Quand Mariusz Duda n'est pas occupé avec Riverside, il s'occupe de son projet parallèle Lunatic Soul, qui propose déjà son 4e album. Musicalement, la parenté avec Riverside est en partie évidente, puisqu'on retrouve la voix et les ambiances mélancoliques chères à Mariusz, et délicate dans la mesure ou sur le plan strictement musical, Lunatic Soul est bien plus atmosphérique. Pas électronique, dans le sens où si la technologie est parfois utilisée, c'est surtout pour ajouter des éléments à une base qui fait appel à des instruments conventionnels. L'influence de Tool a été évoquée, à raison, car s'ilne faut pas s'attendre à trouver un ersatz du géant américain, il arrive qu'on en ressente l'influence dans des ambiances étrangement attirantes.
Il faut tirer un grand coup de chapeau à Mariusz, qui propose vraiment quelque chose de différent de ce qu'il compose pour son groupe principal, et affirme une autre part de sa personnalité. D'un point de vue artistique, rien à redire. Un titre comme "Gutter", tout en retenue, qui tourne autour d'une boucle unique pendant près de 9 minutes, parvient à concilier simplicité et exigence en refusant la simplicité et en ayant le bon goût de ne jamais chercher la surenchère. Une rythmique qui ne vous lâche pas, un riff de basse intriguant, et une belle voix versatile qui se pose en véritable chef d'orchestre. Il n'en faut pas plus pour que l'on écoute le titre avec plaisir et sans se lasser d'un bout à l'autre.
Niveau influences, citons également le Nine Inch Nails de Ghosts, voire le Trent Reznor qui compose les bandes originales des derniers films de David Fincher. L'instrumentale "The Fear Within" porte bien son nom, longue piste très atmosphérique où l'inconfort le dispute à la paix, qui l'emporte... Avant que le titre suivant ne nous fasse poursuivre vers d'autres horizons. Pas d'électro à proprement parler, mais une musique parfois proche de l'ambiant. Malin, c'est à ce moment de l'album que Mariusz envoie "Treehouse", le titre qui se rapproche le plus d'un single, bien qu'il refuse une fois de plus la facilité et privilégie le naturel à tout effet de style. Après autant de titres très atmosphériques, ce court retour sur terre est aussi agréable qu'idéalement placé.

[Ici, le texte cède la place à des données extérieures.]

PR #2938, opened 2016-10-05
Pack search and working with pack indexes

emedvedev:
This PR adds:

1. A config entry that allows you to specify a pack index or a list of indexes. It defaults to our main index in the Exchange, but if there's some security concerns in a large enterprise, they can maintain their own index, or even a local one on the same host, or use both at the same time and have both their own packs and Exchange packs available for discovery. (Oh boy, @armab will geek out about the multiple indexes part.)

2. Helper functions in `st2common` for (1) fetching and combining the indexes, and (2) the index search.

3. The `pack/search` API endpoint that supports getting a single pack object by its name, or listing all packs matching a query.

4. The corresponding CLI commands (`st2 pack search <query>` and `st2 pack show <pack>`).

5. Changes to the `packs.download` action, which is the cool part. Now, if you want to download a pack by its short name, the action won't just assume the pack is hosted on the Exchange github org: it will query the index instead. This has the added benefit of using local indexes, or enterprise-only indexes, or listing external packs in our own index in the future, and the end user won't need the full URL to install any of them via CLI or `packs.install`. Of course, the full URLs are still supported, since maintaining an index is unnecessary in most cases.

### DIFF
--- a/st2common/st2common/services/packs.py
+++ b/st2common/st2common/services/packs.py
@@ -39,9 +39,9 @@ def fetch_pack_index(index_url=None):
     """
     if not index_url:
         index_urls = cfg.CONF.content.index_url
-    else if isinstance(index_url, str):
+    elif isinstance(index_url, str):
         index_urls = [index_url]
-    else if hasattr(index_url, '__iter__'):
+    elif hasattr(index_url, '__iter__'):
         index_urls = index_url
     else:
         raise TypeError('"index_url" should either be a string or an iterable object.')
@@ -72,5 +72,5 @@ def search_pack_index(query=None, pack=None):
             if query in value:
                 matches.append(pack)
                 break
-                
+
     return matches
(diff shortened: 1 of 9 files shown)


emedvedev:
I'll wait for @enykeev's review and feedback, and then it can be merged into the main pack management PR (#2842).

st2common/st2common/services/packs.py
```diff
@@ -26,3 +31,48 @@ def get_pack_by_ref(pack_ref):
...
+    return result
+
+
+def search_pack_index(query=None, pack=None):
+    """
+    Search the pack index either by pack name or by query.
+    Returns a pack object if the pack name is specified, otherwise returns
+    a list of matches for a query.
+    """
+    if (not query and not pack) or (query and pack):
```
enykeev: So xor? :P

emedvedev: Yeah, but there's no xor operator in python (except for `^`), and this is the most explicit way that doesn't involve imports or weird casting :)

Tout cela est bel et bon, mais (car il y a un mais), l'album est long, et autant l'ami Mariusz est doué pour pondre de belles mélodies, autant sa maîtrise de l'ambiant laisse encore un poil à désirer. Du coup, il se retrouve à jouer un peu trop souvent avec les mêmes recettes, qui aussi agréables soient-elles, n'en deviennent pas moins un peu redondants. Ainsi, l'introduction de "Pygmalion's ladder" aurait clairement pu être écourtée, alors que la suite passe parfaitement bien. Un plus gros travail sur les arrangements aurait peut-être permis d'éviter ce petit écueil, mais il est également possible que l'approche minimaliste trouve ses adeptes. Si de l'avis de votre serviteur, l'album se perd un peu ici et là, il n'en demeure pas moins très réussi, mélange improbable du progressif moderne de Riverside, de la scène de Los Angeles et de bandes originales, et devrait ravir tous les amateurs d'ambiances envoûtantes et parfois sensuelles.